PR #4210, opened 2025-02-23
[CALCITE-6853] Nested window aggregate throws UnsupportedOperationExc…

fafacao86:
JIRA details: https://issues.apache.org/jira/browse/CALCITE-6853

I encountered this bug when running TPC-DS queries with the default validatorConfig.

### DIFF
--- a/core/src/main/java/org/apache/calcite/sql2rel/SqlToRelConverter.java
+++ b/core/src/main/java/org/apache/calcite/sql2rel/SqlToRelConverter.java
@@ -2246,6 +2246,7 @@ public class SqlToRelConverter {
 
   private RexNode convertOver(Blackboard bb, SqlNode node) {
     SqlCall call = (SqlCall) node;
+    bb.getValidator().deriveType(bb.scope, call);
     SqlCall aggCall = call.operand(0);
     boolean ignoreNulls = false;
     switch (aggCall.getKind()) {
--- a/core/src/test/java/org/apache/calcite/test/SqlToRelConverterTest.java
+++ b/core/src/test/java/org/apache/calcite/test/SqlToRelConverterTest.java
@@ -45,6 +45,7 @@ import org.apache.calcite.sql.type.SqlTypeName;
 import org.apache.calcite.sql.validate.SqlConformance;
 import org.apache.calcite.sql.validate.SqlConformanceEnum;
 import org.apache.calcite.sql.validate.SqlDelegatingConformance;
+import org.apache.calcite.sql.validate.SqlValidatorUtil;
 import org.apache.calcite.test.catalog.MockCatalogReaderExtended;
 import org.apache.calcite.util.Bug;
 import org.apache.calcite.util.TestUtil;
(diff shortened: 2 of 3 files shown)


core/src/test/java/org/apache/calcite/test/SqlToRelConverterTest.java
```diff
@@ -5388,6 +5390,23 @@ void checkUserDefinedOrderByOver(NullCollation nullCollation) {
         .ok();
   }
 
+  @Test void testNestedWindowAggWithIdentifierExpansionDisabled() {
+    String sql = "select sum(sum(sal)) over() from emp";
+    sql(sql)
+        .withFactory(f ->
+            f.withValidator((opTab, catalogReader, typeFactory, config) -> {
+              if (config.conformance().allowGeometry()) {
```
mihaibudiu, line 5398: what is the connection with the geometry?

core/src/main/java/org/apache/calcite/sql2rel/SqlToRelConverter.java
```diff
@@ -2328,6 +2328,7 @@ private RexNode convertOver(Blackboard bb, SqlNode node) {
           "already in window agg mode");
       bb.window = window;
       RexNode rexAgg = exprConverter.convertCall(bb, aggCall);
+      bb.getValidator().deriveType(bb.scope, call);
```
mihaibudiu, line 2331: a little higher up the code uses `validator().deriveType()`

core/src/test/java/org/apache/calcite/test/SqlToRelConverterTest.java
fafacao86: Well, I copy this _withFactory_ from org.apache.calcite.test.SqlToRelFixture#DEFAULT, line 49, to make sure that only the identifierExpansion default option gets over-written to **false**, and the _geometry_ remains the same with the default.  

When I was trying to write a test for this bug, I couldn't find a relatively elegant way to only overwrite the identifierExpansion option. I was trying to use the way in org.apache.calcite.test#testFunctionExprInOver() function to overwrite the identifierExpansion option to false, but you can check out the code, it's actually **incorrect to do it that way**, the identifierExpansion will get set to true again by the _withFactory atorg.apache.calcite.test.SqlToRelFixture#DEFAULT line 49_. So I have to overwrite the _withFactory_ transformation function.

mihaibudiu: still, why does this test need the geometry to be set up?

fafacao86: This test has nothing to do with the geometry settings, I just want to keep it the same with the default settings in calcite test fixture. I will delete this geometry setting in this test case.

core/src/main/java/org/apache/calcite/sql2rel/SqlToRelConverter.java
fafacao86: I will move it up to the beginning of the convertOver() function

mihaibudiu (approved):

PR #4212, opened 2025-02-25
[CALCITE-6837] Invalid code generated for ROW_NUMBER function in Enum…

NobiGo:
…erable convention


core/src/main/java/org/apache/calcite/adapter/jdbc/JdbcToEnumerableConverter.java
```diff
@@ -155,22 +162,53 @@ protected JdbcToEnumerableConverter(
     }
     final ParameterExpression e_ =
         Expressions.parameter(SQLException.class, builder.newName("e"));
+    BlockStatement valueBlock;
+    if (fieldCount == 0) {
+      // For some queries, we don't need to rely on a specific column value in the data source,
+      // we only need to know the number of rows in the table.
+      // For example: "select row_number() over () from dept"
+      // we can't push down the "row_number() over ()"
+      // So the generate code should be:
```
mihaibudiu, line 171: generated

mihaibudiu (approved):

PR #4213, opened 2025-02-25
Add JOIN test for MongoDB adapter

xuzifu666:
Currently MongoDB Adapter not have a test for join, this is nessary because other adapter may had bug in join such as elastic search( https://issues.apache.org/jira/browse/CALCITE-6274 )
----
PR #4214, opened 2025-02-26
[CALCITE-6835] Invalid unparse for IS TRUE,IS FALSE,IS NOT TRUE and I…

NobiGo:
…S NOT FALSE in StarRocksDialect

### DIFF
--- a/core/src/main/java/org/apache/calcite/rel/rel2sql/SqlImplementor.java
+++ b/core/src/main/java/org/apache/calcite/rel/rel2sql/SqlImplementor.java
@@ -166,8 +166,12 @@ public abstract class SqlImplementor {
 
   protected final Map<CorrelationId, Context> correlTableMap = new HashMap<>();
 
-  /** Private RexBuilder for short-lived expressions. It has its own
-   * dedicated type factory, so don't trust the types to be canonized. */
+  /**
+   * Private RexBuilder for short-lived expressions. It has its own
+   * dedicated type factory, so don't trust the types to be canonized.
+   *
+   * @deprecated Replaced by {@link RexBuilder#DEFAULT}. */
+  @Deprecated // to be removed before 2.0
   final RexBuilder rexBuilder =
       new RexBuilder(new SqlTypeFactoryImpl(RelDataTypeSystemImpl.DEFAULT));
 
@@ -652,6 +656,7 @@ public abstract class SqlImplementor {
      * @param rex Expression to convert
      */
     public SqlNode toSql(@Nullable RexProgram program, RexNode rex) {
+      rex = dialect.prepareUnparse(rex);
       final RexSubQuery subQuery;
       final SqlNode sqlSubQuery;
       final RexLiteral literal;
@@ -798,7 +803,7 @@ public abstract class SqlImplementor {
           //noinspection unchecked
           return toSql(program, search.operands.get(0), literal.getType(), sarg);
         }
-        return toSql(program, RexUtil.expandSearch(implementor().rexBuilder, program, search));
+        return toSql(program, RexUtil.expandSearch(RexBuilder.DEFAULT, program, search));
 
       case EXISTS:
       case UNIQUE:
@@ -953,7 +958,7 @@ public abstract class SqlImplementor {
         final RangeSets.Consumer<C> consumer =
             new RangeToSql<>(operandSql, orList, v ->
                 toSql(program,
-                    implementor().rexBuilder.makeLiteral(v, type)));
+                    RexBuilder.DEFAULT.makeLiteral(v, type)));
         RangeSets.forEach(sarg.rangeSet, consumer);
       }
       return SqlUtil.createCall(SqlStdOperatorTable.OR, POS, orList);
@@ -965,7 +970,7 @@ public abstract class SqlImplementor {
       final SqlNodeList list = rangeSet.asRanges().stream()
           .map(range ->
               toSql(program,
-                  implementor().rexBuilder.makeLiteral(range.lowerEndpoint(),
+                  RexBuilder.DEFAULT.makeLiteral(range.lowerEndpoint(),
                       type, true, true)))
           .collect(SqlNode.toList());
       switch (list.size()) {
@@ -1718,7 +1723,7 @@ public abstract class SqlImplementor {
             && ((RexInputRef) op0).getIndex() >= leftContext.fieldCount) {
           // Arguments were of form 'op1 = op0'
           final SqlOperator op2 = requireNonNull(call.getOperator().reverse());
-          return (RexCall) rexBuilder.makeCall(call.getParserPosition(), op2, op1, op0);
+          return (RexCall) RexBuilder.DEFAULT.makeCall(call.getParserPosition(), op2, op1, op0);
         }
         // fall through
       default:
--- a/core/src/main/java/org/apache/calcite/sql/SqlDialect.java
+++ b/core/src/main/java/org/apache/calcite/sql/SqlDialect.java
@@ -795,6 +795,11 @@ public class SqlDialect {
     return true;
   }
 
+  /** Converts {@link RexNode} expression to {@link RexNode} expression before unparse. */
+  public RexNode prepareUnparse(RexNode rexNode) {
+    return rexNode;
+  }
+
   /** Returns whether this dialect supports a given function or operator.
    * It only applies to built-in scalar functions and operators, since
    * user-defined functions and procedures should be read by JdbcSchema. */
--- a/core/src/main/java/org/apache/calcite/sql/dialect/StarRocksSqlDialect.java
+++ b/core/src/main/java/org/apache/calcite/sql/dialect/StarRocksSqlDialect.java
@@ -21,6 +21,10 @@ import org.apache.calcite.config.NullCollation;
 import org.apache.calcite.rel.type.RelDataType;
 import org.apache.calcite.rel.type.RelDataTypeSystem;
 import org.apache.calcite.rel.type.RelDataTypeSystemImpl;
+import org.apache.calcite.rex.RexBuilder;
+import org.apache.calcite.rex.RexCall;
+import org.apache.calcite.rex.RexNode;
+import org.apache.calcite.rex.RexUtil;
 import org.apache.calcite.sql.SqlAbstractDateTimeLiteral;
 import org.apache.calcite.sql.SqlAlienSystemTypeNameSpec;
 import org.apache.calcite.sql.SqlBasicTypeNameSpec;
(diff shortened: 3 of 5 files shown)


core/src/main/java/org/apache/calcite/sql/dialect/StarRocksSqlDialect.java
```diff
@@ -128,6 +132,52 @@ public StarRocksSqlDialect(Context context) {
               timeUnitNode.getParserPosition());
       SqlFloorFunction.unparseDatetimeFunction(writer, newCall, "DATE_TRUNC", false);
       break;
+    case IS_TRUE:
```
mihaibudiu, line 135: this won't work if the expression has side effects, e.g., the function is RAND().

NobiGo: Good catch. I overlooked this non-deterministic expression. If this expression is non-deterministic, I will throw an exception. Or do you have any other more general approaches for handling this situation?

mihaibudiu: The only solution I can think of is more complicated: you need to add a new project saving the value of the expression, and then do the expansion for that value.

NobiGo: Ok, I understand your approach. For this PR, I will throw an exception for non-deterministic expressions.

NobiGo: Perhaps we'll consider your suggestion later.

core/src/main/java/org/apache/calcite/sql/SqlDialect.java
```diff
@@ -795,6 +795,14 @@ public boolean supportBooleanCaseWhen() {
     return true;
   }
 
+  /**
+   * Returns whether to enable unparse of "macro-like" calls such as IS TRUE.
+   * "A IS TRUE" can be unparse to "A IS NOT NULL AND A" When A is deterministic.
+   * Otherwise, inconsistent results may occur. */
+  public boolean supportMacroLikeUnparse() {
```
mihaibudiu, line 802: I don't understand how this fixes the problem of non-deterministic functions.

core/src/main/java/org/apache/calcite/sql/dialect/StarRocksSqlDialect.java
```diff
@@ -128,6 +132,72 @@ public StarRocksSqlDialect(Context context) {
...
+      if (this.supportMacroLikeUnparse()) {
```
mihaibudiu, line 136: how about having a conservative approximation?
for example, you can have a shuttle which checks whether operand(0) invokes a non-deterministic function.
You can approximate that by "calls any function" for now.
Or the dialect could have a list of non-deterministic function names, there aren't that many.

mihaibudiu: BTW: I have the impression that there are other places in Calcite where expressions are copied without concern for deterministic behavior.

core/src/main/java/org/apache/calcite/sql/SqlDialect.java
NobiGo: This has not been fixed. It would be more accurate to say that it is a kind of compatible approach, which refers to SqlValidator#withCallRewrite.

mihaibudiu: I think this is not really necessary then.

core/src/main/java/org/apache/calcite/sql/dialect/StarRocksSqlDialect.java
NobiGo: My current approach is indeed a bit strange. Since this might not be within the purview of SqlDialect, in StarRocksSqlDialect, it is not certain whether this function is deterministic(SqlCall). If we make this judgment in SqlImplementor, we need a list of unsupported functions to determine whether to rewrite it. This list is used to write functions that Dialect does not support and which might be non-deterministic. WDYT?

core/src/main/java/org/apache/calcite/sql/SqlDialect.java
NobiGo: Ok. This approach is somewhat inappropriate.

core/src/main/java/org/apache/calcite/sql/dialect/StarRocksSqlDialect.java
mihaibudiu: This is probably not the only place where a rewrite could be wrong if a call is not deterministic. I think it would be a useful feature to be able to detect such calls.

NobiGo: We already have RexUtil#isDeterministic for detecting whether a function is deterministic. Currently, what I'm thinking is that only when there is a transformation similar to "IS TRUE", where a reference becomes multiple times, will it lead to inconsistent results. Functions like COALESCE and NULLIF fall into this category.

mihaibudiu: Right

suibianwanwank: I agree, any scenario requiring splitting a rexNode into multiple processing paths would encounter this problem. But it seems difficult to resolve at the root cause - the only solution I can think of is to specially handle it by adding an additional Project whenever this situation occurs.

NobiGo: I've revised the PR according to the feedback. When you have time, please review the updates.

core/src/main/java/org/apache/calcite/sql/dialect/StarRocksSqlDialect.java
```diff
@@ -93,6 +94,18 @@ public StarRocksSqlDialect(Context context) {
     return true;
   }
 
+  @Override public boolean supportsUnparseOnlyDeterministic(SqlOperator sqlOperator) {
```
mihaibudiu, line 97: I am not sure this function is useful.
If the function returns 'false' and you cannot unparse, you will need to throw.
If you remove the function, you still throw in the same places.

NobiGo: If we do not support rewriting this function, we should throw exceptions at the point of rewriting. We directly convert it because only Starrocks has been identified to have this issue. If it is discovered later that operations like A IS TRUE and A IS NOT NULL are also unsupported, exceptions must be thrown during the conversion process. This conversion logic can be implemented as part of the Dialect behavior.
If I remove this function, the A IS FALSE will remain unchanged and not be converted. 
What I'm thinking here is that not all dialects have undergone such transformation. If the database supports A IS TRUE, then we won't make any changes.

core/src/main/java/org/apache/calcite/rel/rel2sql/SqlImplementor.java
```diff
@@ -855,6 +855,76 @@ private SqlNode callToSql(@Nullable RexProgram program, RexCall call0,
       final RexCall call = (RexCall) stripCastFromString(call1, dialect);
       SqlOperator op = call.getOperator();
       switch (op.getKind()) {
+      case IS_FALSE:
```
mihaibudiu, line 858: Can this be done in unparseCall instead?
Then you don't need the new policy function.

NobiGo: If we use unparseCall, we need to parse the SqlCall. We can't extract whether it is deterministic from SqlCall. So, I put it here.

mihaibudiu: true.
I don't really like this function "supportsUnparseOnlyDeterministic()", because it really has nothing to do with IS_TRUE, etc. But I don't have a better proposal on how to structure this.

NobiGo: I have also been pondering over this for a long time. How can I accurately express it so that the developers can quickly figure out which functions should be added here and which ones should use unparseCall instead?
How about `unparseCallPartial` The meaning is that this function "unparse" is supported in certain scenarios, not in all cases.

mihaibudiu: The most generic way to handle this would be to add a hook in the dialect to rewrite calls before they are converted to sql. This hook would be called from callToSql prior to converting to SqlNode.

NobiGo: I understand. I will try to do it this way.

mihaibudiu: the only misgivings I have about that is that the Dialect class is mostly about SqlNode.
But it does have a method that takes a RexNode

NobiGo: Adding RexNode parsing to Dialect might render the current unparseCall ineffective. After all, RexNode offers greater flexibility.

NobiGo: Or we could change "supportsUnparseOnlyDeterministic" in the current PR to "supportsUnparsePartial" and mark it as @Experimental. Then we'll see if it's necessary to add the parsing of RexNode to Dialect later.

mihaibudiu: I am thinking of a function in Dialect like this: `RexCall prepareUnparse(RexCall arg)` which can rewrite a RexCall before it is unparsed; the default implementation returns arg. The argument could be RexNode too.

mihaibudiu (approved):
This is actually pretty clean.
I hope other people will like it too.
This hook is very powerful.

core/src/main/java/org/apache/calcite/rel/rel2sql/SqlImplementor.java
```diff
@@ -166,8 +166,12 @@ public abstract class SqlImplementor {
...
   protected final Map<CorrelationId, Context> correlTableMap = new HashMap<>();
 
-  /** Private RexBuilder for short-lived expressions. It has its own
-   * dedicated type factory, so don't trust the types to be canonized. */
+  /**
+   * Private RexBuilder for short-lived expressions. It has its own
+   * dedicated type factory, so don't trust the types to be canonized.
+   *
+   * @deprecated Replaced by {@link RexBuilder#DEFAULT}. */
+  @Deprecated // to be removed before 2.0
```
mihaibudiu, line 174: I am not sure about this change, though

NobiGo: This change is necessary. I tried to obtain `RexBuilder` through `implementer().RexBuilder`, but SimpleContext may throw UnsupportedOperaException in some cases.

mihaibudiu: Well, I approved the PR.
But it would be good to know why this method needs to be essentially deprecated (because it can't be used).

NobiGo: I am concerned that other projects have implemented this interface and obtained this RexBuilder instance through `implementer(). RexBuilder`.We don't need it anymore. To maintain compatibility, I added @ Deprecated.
----
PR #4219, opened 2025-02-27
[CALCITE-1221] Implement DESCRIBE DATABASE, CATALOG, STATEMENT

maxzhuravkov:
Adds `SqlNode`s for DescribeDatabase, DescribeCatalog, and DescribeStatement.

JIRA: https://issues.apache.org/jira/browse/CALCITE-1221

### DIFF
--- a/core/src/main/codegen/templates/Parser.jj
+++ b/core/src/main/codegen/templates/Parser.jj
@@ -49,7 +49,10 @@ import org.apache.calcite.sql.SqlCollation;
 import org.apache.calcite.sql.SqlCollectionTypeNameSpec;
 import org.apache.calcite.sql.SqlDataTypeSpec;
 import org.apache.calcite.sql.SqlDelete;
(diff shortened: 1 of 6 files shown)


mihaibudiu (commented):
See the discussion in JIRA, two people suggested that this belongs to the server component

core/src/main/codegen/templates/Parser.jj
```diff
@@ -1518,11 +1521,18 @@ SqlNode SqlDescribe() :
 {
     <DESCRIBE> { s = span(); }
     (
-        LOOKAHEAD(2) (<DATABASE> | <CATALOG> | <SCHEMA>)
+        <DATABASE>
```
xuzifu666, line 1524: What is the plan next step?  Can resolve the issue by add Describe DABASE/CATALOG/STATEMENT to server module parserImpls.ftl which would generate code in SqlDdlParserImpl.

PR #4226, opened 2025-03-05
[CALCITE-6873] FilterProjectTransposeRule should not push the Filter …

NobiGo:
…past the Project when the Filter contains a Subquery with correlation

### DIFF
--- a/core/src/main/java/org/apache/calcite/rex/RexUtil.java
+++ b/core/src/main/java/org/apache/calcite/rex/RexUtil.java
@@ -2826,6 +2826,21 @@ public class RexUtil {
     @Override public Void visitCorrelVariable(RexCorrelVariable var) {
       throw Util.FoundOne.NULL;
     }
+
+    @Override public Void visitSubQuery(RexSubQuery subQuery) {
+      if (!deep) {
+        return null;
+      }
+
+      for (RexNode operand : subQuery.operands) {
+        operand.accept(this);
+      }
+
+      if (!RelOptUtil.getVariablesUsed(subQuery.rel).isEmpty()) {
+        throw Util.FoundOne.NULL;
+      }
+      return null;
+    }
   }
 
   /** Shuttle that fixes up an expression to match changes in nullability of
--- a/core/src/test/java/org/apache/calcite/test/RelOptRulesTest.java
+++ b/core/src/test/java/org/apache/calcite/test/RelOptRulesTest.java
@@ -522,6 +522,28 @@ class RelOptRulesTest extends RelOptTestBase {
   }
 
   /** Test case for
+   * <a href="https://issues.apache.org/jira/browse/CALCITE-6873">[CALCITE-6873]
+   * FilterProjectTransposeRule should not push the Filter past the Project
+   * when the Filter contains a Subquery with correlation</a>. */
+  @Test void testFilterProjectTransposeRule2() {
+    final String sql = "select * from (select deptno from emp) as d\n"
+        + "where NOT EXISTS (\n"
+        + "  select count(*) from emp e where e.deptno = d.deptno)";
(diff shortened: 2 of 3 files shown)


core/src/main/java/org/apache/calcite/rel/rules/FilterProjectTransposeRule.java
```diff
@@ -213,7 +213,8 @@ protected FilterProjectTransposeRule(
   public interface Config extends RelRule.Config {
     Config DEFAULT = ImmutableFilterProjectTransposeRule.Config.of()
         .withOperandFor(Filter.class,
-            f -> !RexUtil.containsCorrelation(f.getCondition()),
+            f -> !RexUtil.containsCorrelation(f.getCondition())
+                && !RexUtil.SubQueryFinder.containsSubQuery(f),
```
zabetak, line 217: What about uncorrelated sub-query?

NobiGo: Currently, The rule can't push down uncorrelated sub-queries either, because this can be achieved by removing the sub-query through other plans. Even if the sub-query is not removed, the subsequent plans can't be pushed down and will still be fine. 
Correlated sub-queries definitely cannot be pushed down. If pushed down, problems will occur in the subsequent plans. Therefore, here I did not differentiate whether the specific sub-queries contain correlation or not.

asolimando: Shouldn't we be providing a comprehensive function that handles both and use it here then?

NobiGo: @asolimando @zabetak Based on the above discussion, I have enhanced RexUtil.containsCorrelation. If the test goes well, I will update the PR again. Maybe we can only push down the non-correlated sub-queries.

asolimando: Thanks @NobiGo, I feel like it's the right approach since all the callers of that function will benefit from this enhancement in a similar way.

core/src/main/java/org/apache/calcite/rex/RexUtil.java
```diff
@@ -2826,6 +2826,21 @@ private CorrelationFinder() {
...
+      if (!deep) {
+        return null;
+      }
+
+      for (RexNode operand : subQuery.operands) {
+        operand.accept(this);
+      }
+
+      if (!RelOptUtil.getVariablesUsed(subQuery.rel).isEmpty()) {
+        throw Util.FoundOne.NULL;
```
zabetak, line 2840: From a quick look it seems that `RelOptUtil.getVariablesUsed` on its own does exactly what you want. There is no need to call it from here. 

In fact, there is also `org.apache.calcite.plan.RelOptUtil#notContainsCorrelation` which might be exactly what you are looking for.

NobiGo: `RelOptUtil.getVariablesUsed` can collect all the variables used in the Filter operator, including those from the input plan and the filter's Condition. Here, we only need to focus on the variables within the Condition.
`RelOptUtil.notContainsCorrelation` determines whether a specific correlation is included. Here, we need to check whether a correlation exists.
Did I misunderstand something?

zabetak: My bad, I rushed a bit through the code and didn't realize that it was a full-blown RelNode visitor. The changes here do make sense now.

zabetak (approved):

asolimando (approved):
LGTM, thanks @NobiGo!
----
| The task |
Write out each line of the data that holds the string "seems".

| Written solution |
suibianwanwank: I agree, any scenario requiring splitting a rexNode into multiple processing paths would encounter this problem. But it seems difficult to resolve at the root cause - the only solution I can think of is to specially handle it by adding an additional Project whenever this situation occurs.
zabetak, line 2840: From a quick look it seems that `RelOptUtil.getVariablesUsed` on its own does exactly what you want. There is no need to call it from here. 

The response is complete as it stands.